There are many ways to make sure that your finances are in good health, as the new year gets underway. One of them—knowing how to spot a scam—is often ignored. The result is that many people are swindled out of their hard-earned savings every year. While 2015 was a year of many familiar scams, 2016 promises new scams as thieves take advantage of election fever, technological trends, and an inadvertent helping hand from the government.
To help you become more knowledgeable about these new scams, we asked David Dewey, director of research at Pindrop Security, a firm that provides anti-fraud detection technology for call centers and phone users, to tell us about the latest trends in identity theft and phone fraud. Here’s what you need to watch out for in 2016:
Uncle Sam Impersonators
2015 was the year of the IRS scam: Scammers impersonating the IRS and intimidating consumers into paying penalties for “back taxes” accounted for nearly a quarter of all scams reported to the Better Business Bureau. Expect worse in 2016.
Buried in the Congressional budget bill was a provision allowing debt collectors to use robocall technology to pursue anyone owing government debt—think overdue student loans and Freddie Mac and Fannie Mae mortgages.
Until now, consumers were advised—correctly—that the government would never initiate contact by phone, and just this past June the Federal Communications Commission strengthened protections against debt collectors calling a cellphone to dun late-paying loan holders. In 2016, that will no longer be true—and new scams will likely take advantage of this.
“We expect to see a spike in scammers targeting overdue student loans, Freddie Mac and Fannie Mae mortgage debt—things other than just taxes,” warns Dewey.
Tip: Don’t trust the number that shows up on your caller ID. “If someone calls to collect money, tell the caller you want to conduct the transaction in person and that you will come to his office,” says Dewey. “That almost always shuts down a scammer. If he's legitimate, he’ll give you an address.”
Amid the onslaught of political phone spam consumers can expect this election year are new scams that Pindrop’s researchers have never seen before.
The basic scam starts with scammers spoofing a candidate’s phone number so that the call seems to come from campaign headquarters and inviting you to join a virtual “town hall” meeting with the candidate. The meeting sounds legitimate because the scammers have either patched together portions of previous town halls or use a talented voice actor to imitate the candidate. At a certain point, the call is interrupted and you’re asked to press #1 to make a donation. By this time, your emotions are involved and you think, “Yes! I want to support my candidate!” So you give out your credit card number.
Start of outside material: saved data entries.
PR #4571, opened 2025-07-08
perf: reserve `Vec` capacities where appropriate

WillLillis:
I replaced all usages `Vec::new()` with `Vec::with_capacity()` if a reasonable initial capacity (or lower bound) could be ascertained. This gives a slight speed boost in `generate`, for example:

**tree-sitter-c** (4.4%):
image
**tree-sitter-ocaml** (2.5%):
image
**tree-sitter-javascript** (2.2%):
image

### DIFF
--- a/crates/cli/src/fuzz.rs
+++ b/crates/cli/src/fuzz.rs
@@ -220,8 +220,9 @@ pub fn fuzz_language_corpus(
                 }
 
                 // Perform a random series of edits and reparse.
-                let mut undo_stack = Vec::new();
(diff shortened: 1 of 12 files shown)


clason:
Nim and systemverilog are the worst offenders; if they get even a few percent faster, that's a win for me.

WillLillis:
> Nim and systemverilog are the worst offenders; if they get even a few percent faster, that's a win for me.

Not much of a difference for Nim:
image
It looks like there's a boost for system verilog. Not sure why the branch misses increased, though:
image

Not only have you handed over money to an unknown entity, you have opened the door to identity theft.
Tip: Never donate to a political campaign during an unsolicited phone call. “You don’t know whom you’re donating to,” warns Dewey. “There is no way to authenticate the person who’s on the call.”
Last year’s data hacks at extra-marital matchmaker Ashley Madison and toymaker VTech proved that scammers are after more than your credit card number. Instead, they glean personal information to build detailed profiles that can be used for sophisticated forms of identity theft that may not be immediately obvious.
“The [hacked] information is not directly financially related, but becomes a stepping stone to a financial motivator,” says Dewey.
For example, scammers could exploit the VTech data breach, which compromised the profiles of 6.4 million kids around the world, to hack identities for years. Because kids have no credit history and their parents generally don’t check their credit reports regularly, the theft might not be noticed until the kids grow up and apply for a credit card or financial aid for college.
Tip: This type of data breach could affect you even if your tastes don’t run to toys or hanky-panky. Dewey points out that the healthcare industry is a rich target for new scams, as are popular “sharing economy” sites, such as Uber and AirBnB. Stay tuned—and stay alert.
Mobile Wallet Pickpockets
Scammers thwarted by the added protection of chip-embedded credit cards have a promising alternative: mobile wallets. Thieves increasingly tap funds by tapping into the accounts of others through Apple Pay, Google Wallet, Samsung Pay, Android Pay, PayPal, and others.
Dewey put the security of mobile wallets to a little test: First, he secretly copied credit card numbers and expiration dates from a few colleagues at Pindrop. A little Google investigating revealed the answers to “secure” identification questions (such as a colleague's mother's maiden name) needed to activate the colleague's card under Dewey’s mobile wallet account. Within minutes, Dewey had strolled over to Whole Foods and bought lunch for the office—paid for by his unwitting colleague. (The colleague was reimbursed.)
“It’s amazing how easy it was to add somebody else’s credit card info to my Apple Pay account,” Dewey recalls.
Tip: There will be new scams that will find new loopholes and workarounds to take advantage of new technologies. Check your credit card statements carefully for unexpected charges.